Looking back over the rosters of performers during the 20-year history of the music series, it’s striking how many women appeared – not only as performers, but as leaders and composers. From musicians presenting more traditional repertoire such as violinist Erika Raum – who played on the very first evening of the series in 2001 – and cellist Winona Zelenka, to improvisers like pianist Marilyn Lerner and clarinetist Lori Freedman, to Sarangi virtuosa Aruna Saroyan performing North Indian ragas.

“There was an obvious depth of thought Tamara put into the choice of acts and the balance she would strike by including many cultures and lots of female performers, long before it was mandated or popular,” said Eric Stein.

Min Jeong Koh and Sarah Nematallah of Cecilia String Quartet in the Music Garden, August 13 2009. Photo by Tamara BernsteinThe all-woman Cecilia String Quartet is a prime example. The group played at the Music Garden every year from 2006 until they disbanded at the end of the 2017/2018 season. Violist Caitlin Boyle recalls that it was her first paying gig with the quartet. 

“As a young musician just graduating, there aren’t tons of opportunities to get paid and recognized,” said Boyle. “And I know within Toronto, Tamara has given chances to many young artists, plus the freedom to choose their repertoire, which isn’t always the case.”

The Future of Music in the Garden 

So the big question now is “what’s next?” In these pandemic times, uncertainty is the word of the day, especially when it comes to the performing arts. “We believe that this summer we will not be able to properly gather in large numbers in public places,” said Iris Nemani, chief programming officer for Harbourfront Centre. “So we’ve decided to put our efforts into commissioning new works that we hope will be performed in person in the Music Garden in 2022.

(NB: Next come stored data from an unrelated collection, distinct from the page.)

PR #1986, opened 2016-07-25
Added basic flask HTTP auth

jakubjosef:
## Description
Added basic flask HTTP auth, for securing pokemap. 
Users config in app.py, maybe move user settings to runtime parameters can be done.

### DIFF
--- a/pogom/app.py
+++ b/pogom/app.py
@@ -4,13 +4,19 @@
 import calendar
 from flask import Flask, jsonify, render_template, request
 from flask.json import JSONEncoder
+from flask_httpauth import HTTPBasicAuth
 from datetime import datetime
 from s2sphere import *
 
 from . import config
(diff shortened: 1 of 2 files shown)


relrod:
I'm not a core developer, but: **-1** on this because:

“Tamara has left a legacy of exemplary programming, created opportunities for hundreds of artists and presented beautiful music and dance performances for thousands of patrons,” said Nemani. “Summer Music in the Garden is a beloved, free program and we are looking forward to welcoming audiences back to the Garden next summer.”

Last words go to another contemporary composer whose work has shown up often across the life of the series, Quebec-based Michael Oesterle (although he characterizes his involvement as being more by chance than by design).  “It’s not so much that I was specifically commissioned for the series but because musicians invited to perform there already had works by me in their proposed repertoire, and as luck would have it Tamara found the pieces interesting as well. And the feedback I got from those musicians after their performances there was always joyous and positive. 

“Some of what Tamara brought to her 20-year tenure,” he continues, “is that she’s intelligent and knows music, but beyond that she is extremely curious, and has found courageous and wonderful ways of drawing audiences into music you might think wouldn’t have a hope in a challenging acoustic environment -- ranging far, but never losing touch with the solo cello intimacy which inspired the place and the series all along.”   

“I am sad to hear her time there is at an end.”

Cathy Riches is a self-described Toronto-based recovering singer and ink slinger.